この学園の校舎で剣術を教えている教師だ。


あの件の後、病室で安静にしているモートンの容態を確認しつつ、信乃くんが退学処分にならないよう奔走していたら、あっという間に数日が過ぎていた。


あの試合を仕組んだのは私だ。

だが、まさかあんな結末になるとは思っていなかった。


彼の噂は以前から耳にしていた。

外界人に虐められ、授業にも来なくなった生徒。気持ちは理解できるが、このまま不登校を続ければ、二年後の卒業時には職も与えられず、学園を追い出されるのは目に見えている。


身元不明、親の支援もない。

剣の技量もなければ、扱える魔法もない。そんな状態で野に放り出されたら、ろくな未来が待っていないのは明白だった。
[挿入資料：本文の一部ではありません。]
PR #729, opened 2024-10-24
Fix Skip transfer status

ruixhuang:
The hash coming back from the skip endpoint doesn't have "0x" and is uppercased...

### DIFF
--- a/src/commonMain/kotlin/exchange.dydx.abacus/processor/router/skip/SkipTrackProcessor.kt
+++ b/src/commonMain/kotlin/exchange.dydx.abacus/processor/router/skip/SkipTrackProcessor.kt
@@ -12,8 +12,11 @@ internal class SkipTrackProcessor(
         payload: Map<String, Any>
     ): Map<String, Any>? {
         val modified = existing?.mutable() ?: mutableMapOf()
-        val txHash = parser.asString(payload.get("tx_hash")) ?: return modified
-        modified[txHash] = true
+        var txHash = parser.asString(payload.get("tx_hash")) ?: return modified
+        if (!txHash.startsWith("0x")) {
+            txHash = "0x$txHash"
+        }
+        modified[txHash.lowercase()] = true
         return modified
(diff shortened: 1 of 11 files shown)


src/commonMain/kotlin/exchange.dydx.abacus/state/v2/supervisor/OnboardingSupervisor.kt
```diff
@@ -855,6 +856,10 @@ internal class OnboardingSupervisor(
         helper.post(url, null, body.toJsonPrettyPrint()) { _, response, httpCode, _ ->
             if (response != null) {
                 update(stateMachine.routerTrack(response), oldState)
+                val isTracked = oldState?.trackStatuses?.get(hash) == true
+                if (isTracked) {
+                    fetchTransferStatusSkip(hash, fromChainId)
```
ruixhuang, line 861: Request status right away instead of waiting for the next timer trigger.

mike-dydx (approved):

src/commonMain/kotlin/exchange.dydx.abacus/processor/router/skip/SkipTrackProcessor.kt
```diff
@@ -12,8 +12,11 @@ internal class SkipTrackProcessor(
         payload: Map<String, Any>
     ): Map<String, Any>? {
         val modified = existing?.mutable() ?: mutableMapOf()
-        val txHash = parser.asString(payload.get("tx_hash")) ?: return modified
-        modified[txHash] = true
+        var txHash = parser.asString(payload.get("tx_hash")) ?: return modified
+        if (!txHash.startsWith("0x")) {
+            txHash = "0x$txHash"
```
yogurtandjam, line 17: i'm not sure we always want this though, what if the user submits a non EVM transaction? the tx hash may not necessarily start with 0x, right? 
@ruixhuang

PR #732, opened 2024-10-24
Reduce the unnecessary network reconnect

ruixhuang:
During the iOS app starts up, the  _environment is set twice with the same value.  This causes the indexer websocket to reject the second try due to rate-limiting.  We should only do reconnect when there is a real change (ie. env id is different).


src/commonMain/kotlin/exchange.dydx.abacus/state/v2/manager/AsyncAbacusStateManagerV2.kt
```diff
@@ -89,8 +89,8 @@ class AsyncAbacusStateManagerV2(
 
     private var environments: IList<V4Environment> = iListOf()
         set(value) {
-            field = value
-            ioImplementations.threading?.async(ThreadingType.abacus) {
```
ruixhuang, line 93: No need for threading switch 'cos it's called from the same thread.

mike-dydx (approved):

PR #733, opened 2024-10-25
Fix transfer asset loading issues on iOS with static typing

ruixhuang:
When iOS passes in transfer.type == nil, Abacus should still set the inputType to "transfer" so that the transfer assets get assigned to the transfer.input.

### DIFF
--- a/src/commonMain/kotlin/exchange.dydx.abacus/state/model/TradingStateMachine+TransferInput.kt
+++ b/src/commonMain/kotlin/exchange.dydx.abacus/state/model/TradingStateMachine+TransferInput.kt
@@ -44,11 +44,6 @@ fun TradingStateMachine.transfer(
     environment: V4Environment,
 ): StateResponse {
     if (staticTyping) {
-        if (type == null) {
-            val error = ParsingError.cannotModify("type")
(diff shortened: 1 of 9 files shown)


src/commonMain/kotlin/exchange.dydx.abacus/state/model/TradingStateMachine+TransferInput.kt
```diff
@@ -44,11 +44,6 @@ fun TradingStateMachine.transfer(
     environment: V4Environment,
 ): StateResponse {
     if (staticTyping) {
-        if (type == null) {
-            val error = ParsingError.cannotModify("type")
-            return StateResponse(state, null, iListOf(error))
-        }
```
jaredvu, line 50: are we removing because because type can be `null`?

jaredvu (approved):

src/commonMain/kotlin/exchange.dydx.abacus/state/model/TradingStateMachine+TransferInput.kt
ruixhuang: Yeah.. iOS is passing null there

PR #734, opened 2024-10-25
Add parsing logic for new markets in v4_markets channel update.

ruixhuang:
This is to support user submitted new permissionless market.


jaredvu (approved):
🔥

PR #735, opened 2024-10-29
Fix a crash on iOS release build

ruixhuang:
The release build performs some code optimization that crashes the app.

### DIFF
--- a/src/commonMain/kotlin/exchange.dydx.abacus/utils/TradeValidationTracker.kt
+++ b/src/commonMain/kotlin/exchange.dydx.abacus/utils/TradeValidationTracker.kt
@@ -3,6 +3,7 @@ package exchange.dydx.abacus.utils
 import exchange.dydx.abacus.protocols.AnalyticsEvent
 import exchange.dydx.abacus.protocols.TrackingProtocol
 import kotlinx.serialization.Serializable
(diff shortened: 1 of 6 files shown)


src/commonMain/kotlin/exchange.dydx.abacus/utils/TradeValidationTracker.kt
```diff
@@ -14,7 +15,8 @@ class TradeValidationTracker(
     fun logValidationResult(payload: TradeValidationPayload) {
         if (payload == lastSeen) return
 
-        trackingProtocol?.log(AnalyticsEvent.TradeValidation.name, TrackingJson.encodeToString(TradeValidationPayload.serializer(), payload))
```
jaredvu, line 17: what was the issue with the `serializer`?

jaredvu (approved):

src/commonMain/kotlin/exchange.dydx.abacus/utils/TradeValidationTracker.kt
ruixhuang: No.. it's the in-line call.  Breaking it down to two lines fixed the problem.... It's definite a bug with code optimization.

PR #743, opened 2024-11-11
Static typing: Fix code_gen of enum values with underscores

ruixhuang:
The codegen tool removes the underscores of the enums, which causes serialization issue.  This PR fixes the issue.


tyleroooo (approved):
okie

PR #745, opened 2024-11-12
fix: trigger cancels when markets is slow

tyleroooo:


src/commonMain/kotlin/exchange.dydx.abacus/state/v2/supervisor/SubaccountTransactionSupervisor.kt
```diff
@@ -291,6 +291,8 @@ internal class SubaccountTransactionSupervisor(
 
     internal fun cancelTriggerOrdersWithClosedOrFlippedPositions() {
         val subaccount = stateMachine.state?.subaccount(subaccountNumber) ?: return
+        if (stateMachine.state?.marketsSummary?.marketIds()?.isEmpty() != false) return
```
tyleroooo, line 294: meant to catch true or null

jaredvu (approved):

src/commonMain/kotlin/exchange.dydx.abacus/state/v2/supervisor/SubaccountTransactionSupervisor.kt
ruixhuang: Nit: There is `isNullOrEmpty()` that can make this more readable

ruixhuang (approved):

PR #750, opened 2024-11-13
fix: staking delegations static typed correctly 

tyleroooo:
Unstaking was entirely broken

### DIFF
--- a/src/commonMain/kotlin/indexer/models/chain/OnChainDelegationResponse.kt
+++ b/src/commonMain/kotlin/indexer/models/chain/OnChainDelegationResponse.kt
@@ -10,10 +10,15 @@ data class OnChainDelegationResponse(
 
 @Serializable
 data class OnChainDelegationObject(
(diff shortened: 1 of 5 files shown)


src/commonMain/kotlin/indexer/models/chain/OnChainDelegationResponse.kt
```diff
@@ -10,10 +10,15 @@ data class OnChainDelegationResponse(
 
 @Serializable
 data class OnChainDelegationObject(
+    val delegation: OnChainDelegationInfo? = null,
```
ruixhuang, line 13: Hmmm. Is the change coming from codegen?

tyleroooo: no I didn't codegen, this is just what the object is

ruixhuang (approved):

PR #752, opened 2024-11-14
Vault PNL cut off

ruixhuang:


src/commonMain/kotlin/exchange.dydx.abacus/functional/vault/Vault.kt
```diff
@@ -114,7 +114,7 @@ object VaultCalculator {
             }
         }.filter { entry -> entry.date != null && entry.date >= dataCutoffMs }
 
-        val latestEntry = history.first()
```
ruixhuang, line 117: first() will throw exception when list is empty.

tyleroooo: oh very good call

src/commonTest/kotlin/exchange.dydx.abacus/tests/payloads/AbacusMockData.kt
```diff
@@ -60,6 +60,7 @@ class AbacusMockData {
         chainName = "dYdX Chain",
         chainLogo = "dYdX-logo.png",
         rewardsHistoryStartDateMs = "1704844800000",
+        megavaultHistoryStartDateMs = 1704844800000.0,
```
tyleroooo, line 63: it's a string in the env.json I think

src/commonMain/kotlin/exchange.dydx.abacus/state/manager/Environment.kt
```diff
@@ -430,6 +430,7 @@ class V4Environment(
     val chainName: String?,
     val chainLogo: String?,
     rewardsHistoryStartDateMs: String,
+    val megavaultHistoryStartDateMs: Double?,
```
tyleroooo, line 433: yeah it's a string

ruixhuang: We will parse it as double.. since that's how it's going to be used.

jaredvu (approved):

PR #756, opened 2024-11-16
fix: keep old orders around on websocket reconnect

tyleroooo:
So we can render old notifications.

### DIFF
--- a/src/commonMain/kotlin/exchange.dydx.abacus/processor/wallet/account/SubaccountProcessor.kt
+++ b/src/commonMain/kotlin/exchange.dydx.abacus/processor/wallet/account/SubaccountProcessor.kt
@@ -124,11 +124,14 @@ internal open class SubaccountProcessor(
         state.calculated[CalculationPeriod.current] = subaccountCalculated
 
         val fills = parser.asTypedList<IndexerCompositeFillObject>(content["fills"])
-        state = processFills(
-            subaccount = state,
-            payload = fills,
-            reset = false,
-        )
+        // fills is sometimes null on this message, doesn't mean there are none
+        if (fills != null) {
+            state = processFills(
+                subaccount = state,
+                payload = fills,
+                reset = false,
+            )
+        }
 
         val orders = parser.asTypedList<IndexerCompositeOrderObject>(content["orders"])
         state = processOrders(
@@ -250,7 +253,6 @@ internal open class SubaccountProcessor(
             existing.assetPositions = assetPositionsProcessor.process(
                 payload = payload.assetPositions,
             )
-            existing.orders = null
         }
 
         val subaccountCalculated = existing.calculated[CalculationPeriod.current] ?: InternalSubaccountCalculated()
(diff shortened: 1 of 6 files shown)


src/commonMain/kotlin/exchange.dydx.abacus/processor/wallet/account/SubaccountProcessor.kt
```diff
@@ -124,11 +124,14 @@ internal open class SubaccountProcessor(
         state.calculated[CalculationPeriod.current] = subaccountCalculated
 
         val fills = parser.asTypedList<IndexerCompositeFillObject>(content["fills"])
-        state = processFills(
-            subaccount = state,
-            payload = fills,
-            reset = false,
-        )
+        // fills is sometimes null on this message, doesn't mean there are none
+        if (fills != null) {
```
tyleroooo, line 128: I think this is why the fills were disappearing earlier too. This message has null fills even though there are some.

src/commonMain/kotlin/exchange.dydx.abacus/processor/wallet/account/SubaccountProcessor.kt
```diff
@@ -250,7 +253,6 @@ internal open class SubaccountProcessor(
             existing.assetPositions = assetPositionsProcessor.process(
                 payload = payload.assetPositions,
             )
-            existing.orders = null
```
tyleroooo, line 253: not sure why we did this, also in the non-static codepath. I get that this message contains orders so we can overwrite it, but then we miss out on filled orders in that table.

src/commonMain/kotlin/exchange.dydx.abacus/processor/wallet/account/SubaccountProcessor.kt
ruixhuang: reset = false is passed here, so it shouldn't overwrite the existing fills when payload is null.

tyleroooo: even when it's true fills is null though

src/commonMain/kotlin/exchange.dydx.abacus/processor/wallet/account/SubaccountProcessor.kt
ruixhuang: This fix makes sense... Just need to test the scenarios of user logging out or changing the env.  I think the entire subaccount state should be nuked in those cases, so that the order list becomes empty.

src/commonMain/kotlin/exchange.dydx.abacus/processor/wallet/account/SubaccountProcessor.kt
ruixhuang: I mean processFills() handles the case when fills == null already... if fill == null, the existing fills won't be overwritten

tyleroooo:
```
subaccount.fills = fillsProcessor.process(
            existing = if (reset) null else subaccount.fills,
            payload = payload ?: emptyList(),
            subaccountNumber = subaccount.subaccountNumber,
        )
```
        
 if reset is true it's going to nuke it, which we don't want because payload is also null

ruixhuang (approved):

tyleroooo:
Feels like the upside of merging this isn't really worth the possible downside so close to unlimited cut.

PR #759, opened 2024-11-20
fix: add 250ms delay to order placement

jaredvu:


src/commonMain/kotlin/exchange.dydx.abacus/state/v2/supervisor/SubaccountTransactionSupervisor.kt
```diff
@@ -652,13 +654,24 @@ internal class SubaccountTransactionSupervisor(
...
-                    transactionType = TransactionType.PlaceOrder,
-                    transactionPayloadString = string,
-                    onSubmitTransaction = onSubmitOrderTransaction,
-                    transactionCallback = orderTransactionCallback,
-                    useTransactionQueue = useTransactionQueue,
-                )
+                // Return submitTransaction after a delay to ensure the transfer is confirmed
+                val timer = helper.ioImplementations.timer ?: CoroutineTimer.instance
+
+                val delayedPlaceOrder = timer.schedule(
```
ruixhuang, line 660: "timer.run()" is easier

`val delayedPlaceOrder = timer.run(delay = 0.25) { ... }`

src/commonMain/kotlin/exchange.dydx.abacus/state/v2/supervisor/SubaccountTransactionSupervisor.kt
```diff
@@ -652,13 +654,24 @@ internal class SubaccountTransactionSupervisor(
...
+                        transactionType = TransactionType.PlaceOrder,
+                        transactionPayloadString = string,
+                        onSubmitTransaction = onSubmitOrderTransaction,
+                        transactionCallback = orderTransactionCallback,
+                        useTransactionQueue = useTransactionQueue,
+                    )
+                    true
+                }
+
+                delayedPlaceOrder.cancel()
```
ruixhuang, line 674: No need for "cancel()"... it would cancel the timer before it runs.

src/commonMain/kotlin/exchange.dydx.abacus/state/v2/supervisor/SubaccountTransactionSupervisor.kt
ruixhuang, line 660: Oh..also better make delayedPlaceOrder an ivar of the class instead of local var.

ruixhuang (approved):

なんとか彼をやる気にさせられないか――そう考えて、食堂にいる彼をしばらく観察していた。


すぐに確信した。

彼は九条美優に好意を寄せ、そしてモートンに強い敵意と嫉妬心を抱いている。

この嫉妬心をうまく利用すれば、動かせるかもしれない。


そこで、稽古に来ていたモートンを呼び止め、相談を持ちかけた。


「モートン、お前は九条美優と付き合っているのか?」


「えっ? いや、付き合ってませんけど……どうしたんですか、急に?」


「実はな――」


……まさか、それがあんな発見につながるとは思わなかった。

間違いなく、彼には素晴らしい才能がある。

もしかすれば、英雄の領域――人類最高峰に至る可能性すら秘めているかもしれない。


引きこもらせて腐らせるには、あまりにも惜しい。

どうにかして、我が稽古部屋へ誘い込めないものか……。






「……まだ少しヒリヒリするな」


モートンに華麗なる勝利を収めた後は、安定の引きこもりライフを満喫する――そのはずだった。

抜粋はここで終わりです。